Nagelpilz gehört genau in diese Kategorie. Ich kenne die Studien. Ich kenne die ernüchternden Erfolgsquoten. Ich habe darüber geschrieben.
Was ich Ihnen jetzt erzähle, erzähle ich trotzdem nicht gerne. Denn ich habe fünf Jahre lang denselben Fehler gemacht wie alle anderen. Obwohl ich es besser wissen musste.
Drei Zehen. Gelb-braun. Verdickt. Brüchig.
So sehen meine Füße seit Jahren aus.
Und wissen Sie, was mich am meisten trifft?
Nicht das Aussehen. Nicht der Juckreiz. Sondern das, was ich seitdem nicht mehr kann.

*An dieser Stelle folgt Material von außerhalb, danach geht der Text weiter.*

PR #686, opened 2019-12-26
Save history if authentication flow makes more than one request

### LINKED ISSUE #669: Authentication flows should preserve history.
If the authentication flow makes more that one request, then any prior requests should be visible in `response.history`.

gdhameeja:
Fixes #669 
Saves the response to `history` if authentication flow makes more than one request. This history is assigned to `response.history`

### DIFF
--- a/httpx/client.py
+++ b/httpx/client.py
@@ -451,7 +451,7 @@ class AsyncClient:
                 raise RedirectLoop()
 
             response = await self.send_handling_auth(
-                request, auth=auth, timeout=timeout,
+                request, history, auth=auth, timeout=timeout, verify=verify, cert=cert
             )
             response.history = list(history)
 
@@ -566,12 +566,21 @@ class AsyncClient:
         return request.stream
 
     async def send_handling_auth(
-        self, request: Request, auth: Auth, timeout: Timeout,
+        self,
+        request: Request,
+        history: typing.List[Response],
+        auth: Auth,
+        timeout: Timeout,
+        verify: VerifyTypes = None,
+        cert: CertTypes = None,
     ) -> Response:
         auth_flow = auth(request)
         request = next(auth_flow)
+        requested_more_than_once = False
         while True:
             response = await self.send_single_request(request, timeout)
+            if requested_more_than_once:
+                history.append(response)
             try:
                 next_request = auth_flow.send(response)
             except StopIteration:
@@ -582,6 +591,7 @@ class AsyncClient:
             else:
                 request = next_request
                 await response.aclose()
+            requested_more_than_once = True
 
     async def send_single_request(
         self, request: Request, timeout: Timeout,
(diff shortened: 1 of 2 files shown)


gdhameeja:
There is an ugly counter variable that we use to keep track of the number of requests made in `send_handling_auth`. Maybe this can be done in a better way, that I could not think of currently. Please suggest.

httpx/client.py
```diff
@@ -582,15 +582,20 @@ def redirect_stream(
...
         request: Request,
+        history: typing.List[Response],
         auth: Auth,
         timeout: Timeout,
         verify: VerifyTypes = None,
         cert: CertTypes = None,
     ) -> Response:
         auth_flow = auth(request)
         request = next(auth_flow)
+        counter = -1
```
florimondmanca: I understand the intent, but I'd agree it's not immediately obvious. One way to make things clearer could be to use a verbosely-named boolean flag:

```python
made_more_than_one_request = False

while True:
    response = ...

    if made_more_than_one_request:
        history.append(response)

    try:
        # ...
    else:
        request = next_request
        made_more_than_one_request = True
```

gdhameeja: Fixed. Yeah, this is better. Thanks.

httpx/client.py
```diff
@@ -601,6 +605,7 @@ def redirect_stream(
             else:
                 request = next_request
                 await response.close()
+            requested_more_than_once = True
```
florimondmanca: Nit: should we keep this in the `else` block, since it represents what happens when we're asked to make a new request?

```suggestion
                requested_more_than_once = True
```

gdhameeja:
> Great, thanks! Just a final nit.

Fixed.

j178:
From codes in these lines: https://github.com/encode/httpx/blob/master/httpx/client.py#L456-L463, I think the history desigin is that every response in the history also got a history at its own perspective, but those responses created during handing auth don't have its own history, I think this is a little inconsistent.

florimondmanca:
@j178 As documented in [Redirection and History](https://www.encode.io/httpx/quickstart/#redirection-and-history) the `history` property on responses is only aimed at inspecting the redirection history, so we shouldn't include requests made in other situations (such as when authenticating, in this case).

gdhameeja:
@florimondmanca I added a test. Can you please review this?
Thanks.

florimondmanca:
@gdhameeja Thanks! After thinking quite deeply about it, I agree with @j178 that there's a slight inconsistency compared to redirects in that the `response.history` for intermediate responses isn't populated.

Since I ended up with a complete implementation and tests, and before I saw your last comment :-), I pushed the result to #718. Would you like to give it a look? Then if that sounds good to you we can close this PR and roll with #718.

gdhameeja:
Closing this as there is another PR for this.
https://github.com/encode/httpx/pull/718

Therme. Sauna. Schwimmbad. Wellness.
Einfach weg. Aus meinem Leben gestrichen. Von einem Tag auf den anderen.
Vorher war die Therme mein Sonntagsritual. Dampfbad, finnische Sauna, Solebecken. Jede Woche.
Mittlerweile erkläre ich meiner Freundin jede Woche, warum ich nicht mit in die Therme komme.
Seit fünf Jahren. Mindestens zwölf verschiedene Ausreden.
"Ich bin erkältet." Im August.
"Ich habe Rückenschmerzen." Während ich gleichzeitig eine Umzugskiste trug.
"Ich muss noch beim Zahnarzt vorbei." An einem Sonntag.
Mittlerweile hat sie aufgehört zu fragen, ob ich mitkomme.
Beim letzten Familienfest saß ich im Schatten. 33 Grad.
Alle anderen am See, barfuß im Gras, Kinder planschten.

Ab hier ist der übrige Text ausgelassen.